*Exercise requirements:* Below are some lines of data. Return all of them as they are.

*Records from a data source:*

● ● ● ● ● ● ●

PR #651, opened 2022-05-31
Gracefully handle unexpected end of file when listing backup files

selfhost-alt:
A few weeks ago I added some logic to handle one kind of backup file corruption when listing backups in #555. Today when looking at my backups, I found that there's another type of error that should also be handled. Namely, when a backup file is unexpectedly truncated.

### DIFF
--- a/server/managers/BackupManager.js
+++ b/server/managers/BackupManager.js
@@ -141,6 +141,9 @@ class BackupManager {
             if (error.message === "Bad archive") {
               Logger.warn(`[BackupManager] Backup appears to be corrupted: ${fullFilePath}`)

● ● ● ● ● ● ●

*Output below:*
PR #651, opened 2022-05-31
Gracefully handle unexpected end of file when listing backup files

selfhost-alt:
A few weeks ago I added some logic to handle one kind of backup file corruption when listing backups in #555. Today when looking at my backups, I found that there's another type of error that should also be handled. Namely, when a backup file is unexpectedly truncated.

### DIFF
--- a/server/managers/BackupManager.js
+++ b/server/managers/BackupManager.js
@@ -141,6 +141,9 @@ class BackupManager {
             if (error.message === "Bad archive") {
               Logger.warn(`[BackupManager] Backup appears to be corrupted: ${fullFilePath}`)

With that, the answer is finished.